# Future Beach 144 Angler



## Infidel Castro

My son-in-law just picked up a Future Beach 144 Angler out in Seattle. I searched the web but really couldn't find much information. Anyone here have any experience with Future Beach kayaks?

Castro


----------



## FLSalomon

Some reviews here - generally very positive... price is right. http://www.paddling.net/Reviews/showKayaks.html?manf=228

Here is the home site - did not see an Angler 144 - maybe it is new...
http://www.futurebeach.com/5_kayaks/index.html


----------



## Framerguy

Did he buy a SOT or a SIK type kayak?? Their website shows a SOT kayak model Angler 160 DLX and a Trophy 144 DLX which is a sit-in kayak. They look like fairly sturdy kayaks although I would opt for the SOT models for down here or out where your SIL lives if you plan on doing any surf launches. 

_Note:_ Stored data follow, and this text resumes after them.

PR #1725, opened 2022-11-24
Adjust governance related logs

blukat29:
## Proposed changes

- Tone down to DEBUG "Could not find GovParam contract address" as it commonly happens.
  (When GovParamContract is not specified after Kore block number)
- Add INFO logs about notable governance header-related actions. 

## Types of changes

- [ ] Bugfix
- [ ] Others

## Checklist

## Further comments

### DIFF
--- a/governance/contract.go
+++ b/governance/contract.go
@@ -121,7 +121,7 @@ func (e *ContractEngine) contractAddrAt(num uint64) (common.Address, error) {
 	// this happens when GovParamContract has not been voted
 	param, ok := headerParams.Get(params.GovParamContract)
 	if !ok {
-		logger.Error("Could not find GovParam contract address")
+		logger.Debug("Could not find GovParam contract address")
 		return common.Address{}, nil
 	}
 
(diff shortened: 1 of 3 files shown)


yoomee1313 (approved):

governance/contract.go
```diff
@@ -121,7 +121,7 @@ func (e *ContractEngine) contractAddrAt(num uint64) (common.Address, error) {
 	// this happens when GovParamContract has not been voted
 	param, ok := headerParams.Get(params.GovParamContract)
 	if !ok {
-		logger.Error("Could not find GovParam contract address")
+		logger.Debug("Could not find GovParam contract address")
```
jiseongnoh, line 124: how about logger.Info? I believe that this kind of information is shown at the Info level.

blukat29: The log is printed when (1) the Kore block has passed AND (2) "governance.govparamcontract" is empty, which is a very ordinary situation. This log is printed about 5 times per block. It will quickly clog the log file.

In contrast, an Info log is printed if the AddressBook is not ready (https://github.com/klaytn/klaytn/blob/dev/reward/addressbook_connector.go#L205).
It is okay to use Info-level here because the log is only printed every 86400 blocks.

jiseongnoh: I see. My concern is when I run some nodes privately for testing purposes, I imagine just forgetting to add the contract address and I do not have any clue whether I did deploy it or not.

blukat29: In that case, you can verify the output of `governance.itemsAt` along with other test preconditions.

blukat29: If the "governance.govparamcontract" points to a broken contract address, other Warn or Error logs will be printed in the contractCaller.

jiseongnoh: Thank you for your detailed explanation!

There was an issue with the foam seal around the rear hatch on the Trophy 144 that showed up more than a few times on the critiques from owners.


----------



## keperry1182

I owned one, heavy and a little slow but you could do jumpin jacks on the damn thing its so stable. I liked it for the bayou a little to slow for long gulf trips. Tough as shoe leather and a little ugly but its a fishin machine. I would reccomend if thats your price range best in its class i would call it.


----------



## Infidel Castro

Thanks for the input. It is a SOT ans my son-in-law is stationed on Whidbey Island in Washington State. Glad to hear the yak is sturdy and stable.

Castro


----------